Zhaoyang Zuo

and 5 more

To improve the accuracy of identifying armor damage points in battlefield environments, we developed an advanced semantic segmentation model based on SegNet, tailored specifically for segmenting damage points in armor images. The original SegNet model exhibited limitations, such as unclear segmentation and feature loss during armor image processing. To address these issues, we integrated the DenseNet architecture, which facilitates direct connections between feature maps across different network layers. This innovation enables efficient reuse of image features, significantly enhancing segmentation accuracy. Our improved model demonstrates greater flexibility in feature utilization compared to traditional architectures like U-Net and Fully Convolutional Networks (FCN), allowing for effective integration and transmission of feature information across layers. To validate our approach, we constructed a dataset comprising images of three distinct types of armor and trained the model using the PyTorch deep learning framework. We conducted a comprehensive comparison between the original SegNet model and our enhanced version using standard evaluation metrics.

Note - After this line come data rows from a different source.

PR #3530, opened 2026-09-08
fix(api): parse attribute-style <function name> tool calls (MiniCPM5)

### LINKED ISSUE #1580: Fail to use tool with  "mlx-community/MiniCPM5-1B-8bit"
CLI client is pi-agent, when loading the model in lmstudio, tell the llm to read a file. everything normal.

But if using omlx to load the model, the pi-agent false to call the "read" tool. Because of the model does not use json format to reply. Can it add the function on omlx to fix the format?

### LINKED ISSUE #3429: Tool calls in the bare `<function name="…"><param name="…">` dialect are never parsed (MiniCPM5 and family)

X-Wei:
## Summary

MiniCPM5-family chat templates emit tool calls as

```
<function name="read"><param name="path">/workspace/TASK.md</param></function>
```

optionally wrapping values in `<![CDATA[...]]>`. None of the XML fallbacks in `omlx/api/tool_calling.py` recognised the attribute-style `<function name="...">` element (the table had keyword-style `<function=NAME>` and attribute-style `<invoke name="...">`, but not this combination), so the call came back as assistant text with `finish_reason: stop` and `tool_calls: null` — the client concludes the model cannot use tools. This is **direction 1** from #3429.

## Changes

- **Wrapped form** — `_parse_xml_tool_calls` gains an attribute-style branch for `<tool_call>`-wrapped payloads, bounded with `rfind("</function>")` like the keyword-style branch.
- **Bare form** — new `_parse_attribute_function_tool_calls`, tried after the namespaced fallback. There is no envelope to anchor on, so it is **gated on the request's own tool declarations**: an element is parsed only when its name exactly matches a declared tool. It is inert without `tools`, and prose that merely mentions `<function name="...">` for an unknown function passes through untouched. An element cannot span a later `<function` open tag, so an unclosed tag in prose cannot swallow a following real call.
- **Streaming** — `ToolCallStreamFilter` registers the `('<function name="', "</function>")` marker pair so the markup is suppressed from content deltas. Like the existing unconditional `<tool_call>` pair, this only runs on tool-enabled streams.
- **CDATA** — the MiniCPM5 template instructs the model to wrap values containing `<`, `&` or newlines in CDATA; values are unwrapped verbatim, and a literal `</param>` inside CDATA does not end the element. Both `<param>` and `<parameter>` spellings are accepted, with a backreference pairing open/close.

Deliberately out of scope: the K2-Horizon `<ifm|...>` dialect from the same issue, which @An0nya has a parser for and offered separately. That half has since landed in #3486; the two touch disjoint regions and this branch merges cleanly onto current main.

## Verification

- `tests/test_tool_calling.py`: 408 passed (16 new tests: bare/wrapped forms, both spellings, multiple calls, prose around calls, schema coercion, CDATA incl. nested literal tags, undeclared-name negative case, no-tools inertness, whitespace tolerance, no-argument call, stream filter across chunk boundaries and incomplete-marker flush).
- Full `pytest tests/ -m "not slow and not integration"`: no new failures compared with a clean `main` worktree in the same environment.
- End-to-end against a real `MiniCPM5-2B-MLX-8bit` (`model_type: llama`), same request from the issue, `temperature: 0`:

  | | before (0.6.4) | after |
  |---|---|---|
  | `finish_reason` | `stop` | `tool_calls` |
  | `tool_calls` | `null` | `read(path="/workspace/TASK.md")` |
  | `content` | raw XML | empty |

  Streaming returns the same tool call as deltas with no XML leaking into content, and a `write` call with multi-line content arrives via CDATA and is decoded to the literal value.
- Agent-level A/B with pi-agent: against the unpatched server it prints the raw `<function ...>` text and stops; against this branch it executes the `read` tool and answers from the file contents.

Fixes #3429
Fixes #1580

### DIFF
--- a/omlx/api/tool_calling.py
+++ b/omlx/api/tool_calling.py
@@ -494,6 +494,29 @@ def _iter_xml_parameters(params_text: str) -> Iterator[Tuple[str, str]]:
         pos = value_end + len(_XML_PARAMETER_CLOSE)
 
 
+_ATTR_FUNCTION_OPEN_RE = re.compile(r'<function\s+name="([^"]+)"\s*>')
+# Both <param> (MiniCPM5's chat template) and <parameter> spellings occur in
+# the wild; the backreference pairs open/close spellings so a literal
+# "</param>" cannot close a <parameter> element. The non-greedy CDATA
+# alternative ensures nested literal tags inside CDATA do not end elements early.
+_ATTR_PARAM_RE = re.compile(
+    r'<(param|parameter)\s+name="([^"]+)"\s*>(?:\s*<!\[CDATA\[(.*?)\]\]>\s*|(.*?))</\1>',
+    re.DOTALL,
+)
+
+
+def _iter_attr_xml_parameters(params_text: str) -> Iterator[Tuple[str, str]]:
+    """Yield ``(key, value)`` for each ``<param name="k">v</param>`` element.
+
+    MiniCPM5's chat template tells the model to wrap values containing
+    ``<``, ``&`` or newlines in a CDATA block; the wrapper is removed here so
+    the argument carries the literal value, verbatim.
+    """
+    for match in _ATTR_PARAM_RE.finditer(params_text):
+        value = match.group(3) if match.group(3) is not None else match.group(4).strip()
+        yield match.group(2), value
+
+
 def _find_marker_span_end(
     text: str, payload_start: int, end_marker: str
 ) -> Optional[Tuple[int, int]]:
@@ -586,6 +609,7 @@ def _parse_xml_tool_calls(
     Handles models that use <tool_call>...</tool_call> XML format, including:
     - GLM format: <tool_call>func<arg_key>k</arg_key><arg_value>v</arg_value></tool_call>
     - Qwen/Llama format: <tool_call><function=name><parameter=key>value</parameter></function></tool_call>
+    - Attribute style: <tool_call><function name="name"><param name="key">value</param></function></tool_call>
     - Generic JSON: <tool_call>{"name": ..., "arguments": ...}</tool_call>
 
     When ``tools`` is provided, parameter values are coerced to their
@@ -623,6 +647,24 @@ def _parse_xml_tool_calls(
             props = _tool_param_properties(func_name, tools)
             arguments = {}
             for key, val in _iter_xml_parameters(params_text):
+                arguments[key] = _coerce_param_value(val, key, props, func_name)
+            _built = _build_tool_call(func_name, arguments)
+            if _built is not None:
+                tool_calls.append(_built)
+            continue
+
+        # Attribute style: <function name="name"><param name="key">value</param></function>
+        # (MiniCPM5 family, #3429). Bounded by rfind like the keyword-style
+        # branch above so a literal close tag inside a value cannot end the
+        # element early.
+        attr_open = _ATTR_FUNCTION_OPEN_RE.match(content)
+        attr_close = content.rfind(_XML_FUNCTION_CLOSE)
+        if attr_open and attr_close >= attr_open.end():
+            func_name = attr_open.group(1)
+            params_text = content[attr_open.end() : attr_close]
+            props = _tool_param_properties(func_name, tools)
+            arguments = {}
+            for key, val in _iter_attr_xml_parameters(params_text):
                 arguments[key] = _coerce_param_value(val, key, props, func_name)
             _built = _build_tool_call(func_name, arguments)
             if _built is not None:
@@ -702,6 +744,71 @@ def _parse_namespaced_tool_calls(
 
     cleaned = re.sub(pattern, "", text, flags=re.DOTALL).strip()
     return cleaned, tool_calls
+
+
+_ATTR_FUNCTION_ELEMENT_RE = re.compile(
+    r'<function\s+name="([^"]+)"\s*>((?:(?!<function[\s>]).)*?)</function>',
+    re.DOTALL,
+)
+
+
+def _parse_attribute_function_tool_calls(
+    text: str, tools: Optional[List] = None
+) -> Tuple[str, Optional[List[ToolCall]]]:
+    """
+    Fallback parser for bare attribute-style tool calls (#3429).
+
+    MiniCPM5-family chat templates emit
+    ``<function name="name"><param name="key">value</param></function>``
+    with no wrapper marker at all, so none of the envelope-anchored parsers
+    ever see it.
+
+    Without an envelope the only safe anchor is the request's own tool
+    declarations: an element is parsed only when its name exactly matches a
+    declared tool, so prose that merely mentions ``<function name="...">``
+    markup for an unknown function passes through untouched, and the parser
+    is inert when the request declares no tools.
+
+    Elements are bounded at the first ``</function>`` (there is no outer
+    envelope to bound by, and rfind would merge sibling calls), accepting
+    that a literal close tag inside a value ends the element early.
+    An element also cannot span a later ``<function`` open tag, so an
+    unclosed tag in prose cannot swallow a following real call.
+
+    Returns:
+        Tuple of (cleaned_text, tool_calls or None)
+    """
+    if not tools:
+        return text, None
+    registered = _extract_tool_names(tools)
+    if not registered:
+        return text, None
+
+    tool_calls = []
+    spans: List[Tuple[int, int]] = []
+    for match in _ATTR_FUNCTION_ELEMENT_RE.finditer(text):
+        func_name = match.group(1)
+        if func_name not in registered:
+            continue
+        props = _tool_param_properties(func_name, tools)
+        arguments = {}
+        for key, val in _iter_attr_xml_parameters(match.group(2)):
+            arguments[key] = _coerce_param_value(val, key, props, func_name)
+        _built = _build_tool_call(func_name, arguments)
+        if _built is not None:
+            tool_calls.append(_built)
+            spans.append(match.span())
+
+    if not tool_calls:
+        return text, None
+
+    out: List[str] = []
+    last = 0
+    for span_start, span_end in spans:
+        out.append(text[last:span_start])
+        last = span_end
+    out.append(text[last:])
+    return "".join(out).strip(), tool_calls
 
 
 def _parse_hermes_tool_calls(text: str) -> Tuple[str, Optional[List[ToolCall]]]:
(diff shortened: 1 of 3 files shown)


jundot:
Thanks for adding this; I confirmed the basic MiniCPM5 call parses correctly. I reproduced three gaps in the server’s SSE path that I’d like addressed before merging:

- The stream filter removes `<function name="example">...</function>` from prose even when `example` is not a declared tool, while non-streaming preserves it.
- A literal `</function>` inside CDATA truncates the call and produces `{}` arguments. A complete function example inside CDATA can instead be extracted as the call.
- `<function  name="write">` with two spaces parses successfully but leaks the raw XML into content alongside the tool call.

Could you align the parser and stream filter on declared names, CDATA boundaries, and accepted whitespace, and add streaming regression cases for these? I’d expect undeclared examples to remain visible, CDATA values to arrive verbatim, and accepted calls to produce no XML content deltas.

X-Wei:
Thanks for the careful review — all three were real, and all three are now fixed in `3c4900f3`.

**1. Undeclared names leaking into the filter.** The bare `<function name="...">` / `</function>`
marker pair was unconditional in `ToolCallStreamFilter`, so it suppressed the dialect regardless of
what the request declared. It is now gated on the registered tool names, and `tools` is threaded
into the filter at all three SSE construction sites (`stream_chat_completion`,
`stream_anthropic_messages`, `stream_responses_api`). Undeclared examples in prose now stream
through byte-identical to the non-streaming path.

**2. CDATA boundaries.** Both paths now skip `<![CDATA[...]]>` blocks when looking for the element
boundary — non-streaming via `_find_attr_function_span`, streaming via
`_find_attr_function_suppression_end`. A literal `</function>` inside CDATA no longer truncates the
call, values arrive verbatim, and a complete function example nested inside CDATA is kept as a value
instead of being extracted as the call. The streaming side also tracks CDATA state across `feed()`
calls, so `<![CDATA[` and `]]>` split across chunk boundaries are handled.

**3. Accepted whitespace.** The opening tag is matched by regex with arbitrary whitespace, and
partial-prefix matching was extended to the bare dialect so a tag arriving one character at a time
is held back rather than flushed as content. `<function  name="write">` now produces the call with
no XML content deltas.

Regression coverage: 8 new cases in `TestAttributeStyleFunctionDialect`, including the
chunk-boundary ones (`..._cdata_with_literal_function_close_across_chunks`,
`..._cdata_delimiters_split_across_chunks`, `..._multiple_spaces_in_tag`). I also re-ran your three
scenarios at 1-char, 7-char and whole-blob chunk widths and confirmed the streamed content is
identical to the non-streaming cleaned text in each. `tests/test_tool_calling.py` is 416 passed.

One thing I deliberately left alone, flagging it in case you'd rather it were uniform: the three
sessions in `omlx/adapter/output_parser.py` construct `ToolCallStreamFilter(tokenizer)` without
tools, so bare-dialect suppression is inert on that path. That matches pre-PR behaviour (the marker
pair didn't exist there before this PR), and DeepSeek-V4 / MiniMax-M3 sessions don't carry tools at
all — but `BailingHybridOutputParserSession` does have `self._tools` in hand, so I can wire it
through if you want the filters aligned everywhere.

Also, CI hasn't run on this branch yet — it's sitting at `action_required` since I'm a first-time
contributor. Happy to rebase if you'd like a clean run.

rolfb:
Excited for this. Is branch conflicts holding it back, or is it a different `action_required`?

jundot (approved):
I verified the earlier fixes through the server SSE path. I also prepared a small follow-up for CDATA values containing `<tool_call>` examples, which could still replace the outer call or suppress it entirely. With that fix, both bare and wrapped calls preserve the original arguments across Chat Completions, Anthropic Messages, and Responses, including streaming. LGTM with the follow-up ready; I'll resolve the main conflicts, merge this, and apply the fix immediately afterward.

The experimental results indicate that the improved model achieved a precision of 85.32%, recall of 83.87%, specificity of 84.36%, and a Dice coefficient of 84.81%. Additionally, the enhanced SegNet model demonstrated a 3.53% increase in recognition success rate compared to the original model, while maintaining similar processing times for batches of 100 images. These findings underscore the effectiveness of our model in accurately segmenting damage points under challenging battlefield conditions, thereby contributing to more reliable assessments of armor integrity and improved decision-making in military applications.